昔に気づいてたことにすら今更気がつくなんて、やっぱ俺はバカだ。
でもこれなら、きっとにこにも伝わる。
「ありがとな、雪穂。亜里沙にもお礼を言っておいてくれ。おかげで何とかなりそうだよ」
「えっ?よくわかんないですけど、わかりました?」
「スクールアイドルでアドバイスできるところは何でも聞いてくれ。協力する。じゃあまたな!」
電話を切って、誰も待ってない自宅に歩き始める。
……確信がある。
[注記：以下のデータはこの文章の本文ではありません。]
PR #733, opened 2024-04-01
Adds support for parameterized Rust enums in serde

desaikd:
*Description of changes:*
This PR works on adding support for parameterized Rust enums with `experimental-serde` feature.

*Example:*
Below is an example parameterized enum value in Rust:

多分、μ'sは終わってしまう。
だからせめて少しでも、にこの味方になってやりたい。
早速俺はメッセージアプリでμ'sのグループを開いて、みんなを誘った。
『次の週末、ニューヨークお疲れ様会も兼ねて、みんなでどこかに遊びに行かないか?』
本来は体を労って休養のはずだったけど、関係ない。
こういう時間が、俺たちにはきっと必要なんだって……今はそう思える。
いやー誰だろうなー静岡の女の子って何者なんだろうなー
書き溜めは3クール目終了までほぼ終わっているのですが、またしばらく仕事が忙しいのと、4クール目の展開が決まっていないため、少しの間短編含め、書きためしようかなと思ってます。
31.1.27 劇場版で本当に鞠莉母が喋ったので、口調のみ少し修正しました。